The strain of American thought that fixates on liberty, on freedoms of a certain sort, has run up hard against the pandemic reality of this porousness between our individual bodies. Our libertarian streak posits that, as long as an individual’s choice doesn’t harm anyone else, it should not be infringed or impinged. It sounds tidy. It reminds me of the photographs of tree canopies that illustrate the concept of “crown shyness” where the leaves of one tree will not touch those of its neighbor, and a neat channel of uniform width forms between them. Why this happens is not entirely clear; it may be a moat to prevent damaging insects from invading via a neighbor, or it may be to avoid growing wasteful leaves where they would only be shaded by the neighbor’s leaves, or it may be that leaves from both neighbors do grow into those spaces, but they get damaged by colliding and abrading each other in the wind and drop to the ground. Regardless of the why, what seems at first like a natural allegory of keeping to one’s self, of non-interference, and of living and let living turns out to be belied by what’s going in in the subterranean darkness. There, it becomes hard to tell where one tree ends and another begins—where not just the property line lies between neighbors, but even where the limits of a tree’s body are. The roots branch and attenuate, and then, at the tips of the smallest roots, what appear to be even smaller roots turn out to be fungal filaments, bridging the gap between one tree and the next, fluxing nutrients between tree bodies, communicating, passing water and sugars in one direction or the other, leading some scientists to ponder whether the organism might not be an individual tree at all, but a community of them, or even a whole forest of different tree species. What is the fundamental unit of biology in that case? Discrete alleles of individual genes? A cell?
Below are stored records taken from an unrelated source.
Issue #25, opened 2021-02-19
auto-black [Feature] 


FrankKr:
**Is your feature request related to a problem? Please describe.**
The Flake8 check in the ci/cd pipeline was more strict than we liked. Now it has been (temporarily) been disabled. 
A nice option would be that for every PR, a github action applies black-formatting and generates a new commit for this automatically. 

**Describe the solution you'd like**
Implement a github action which runs the black code formatter for every PR and adds a commit to make it compliant.

**Describe alternatives you've considered**
Teach everyone how to write perfectly linted code

FrankKr:
After discussing with JM, do we want to use Black, or Autopep8. It's equally easy to implement.
https://github.com/marketplace/actions/autopep8

@bremme let's discuss next week.

PR #26, opened 2021-02-19
Feature #25 auto black

FrankKr:
automatically 'blacken' every PR. 
If PR is already compliant, this does nothing, otherwise, it generates an additional commit to the PR


FrankKr:
iironically, the build fails because even after blackify'ing the repo, flake8 isn't happy.

FrankKr:
Proposed solution: merging the other PR's to develop where this is dealt with, then merging develop in this PR.

bremme:
I'm not totally convinced on the need for such a tool. But I do think its a waste of time and energy to keep discussing syntax and formatting errors. If we think sticking to PEP8 by our self (using local linting / formatter) is too hard this might be a viable alternative.

Perhaps we should just give it a try. I guess the three most well known Python formatters are: `autopep8`, `black`  and `yapf`. `autopep8`  is very basic, `black` is advanced but very opinionated and non configurable while `yapf` is advanced and very configurable. To get started quickly and still have advanced features `black` is the best choice. I guess there are only a couple things I dislike about `black`:

1. if arguments / list, tuple elements etc. don't fit on a single line `black` uses one element per line
  1. For example a 30 element list becomes 30 lines, an 8 argument function signature becomes 8 lines etc.
2. new lines before binairy operators (I like them after)
3. white space before `:`

Especially 1. can make files really long. I'm not sure how we should deal with this. I guess it might be a code smell indication if it happens to function/method signatures.

I made a couple changes on this branch to finetune this integration:

* Added (almost) non restrictive Flake8 linting step
 * Only fails on very serious errors (things that would cause runtime errors for example)
 * Check and warn on everything else
*  Update flake8 configuration to not warn on black formatting in setup.cfg
* Make workflows a bit more consistent

What do you think? Good additions?

FrankKr:
@bremme we can also use yapf if that is preferred. Implementation-wise it's almost identical: https://github.com/diegovalenzuelaiturra/yapf-action

bremme:
Just for reference. Decided to test how well `black` works for now. We might switch to `yapf` in the future if we need more customization.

A tree? A woods?
The unmasked woman, the dogs, her breathing hard near my ear as she wrestled with them, I entered their space, or they entered mine. The bite destroyed some of my cells, separated some others from their neighbors. My body knew this, and commenced repairs. The bruise spread and changed color. The long drag marks of the canine teeth, and the lined up punctures of the incisors left a glyph in my skin. Over the days it became red-rimmed, glowing like a brand. In the places where the cells could not bridge the gap directly, there will be a scar laid down. The woman thought her dogs were friendly, I suppose because they had never bitten her. The unmasked people thought it was alright, I suppose because they thought they didn’t have the virus, or because they thought no one did, because it didn’t exist, or because they thought three feet felt like six. “They’re friendly,” “I’m being safe,” “I think it’s fine,” — these comforting phrases that have been drained of comfort, because those uttering them are not uttering them from a careful assessment of risk. They come instead from wishes, from fatigue, from longing for a world that is other than it is. So we make promises to strangers that we cannot keep. We incur debts we cannot repay. We make incursions, acting in good faith or bad, though intention, in truth, doesn’t matter much. If “friendly” can mean anything, including bruises and blood, then it means nothing at all. We are faithless in our vows to each other. The bite wound itches as it heals.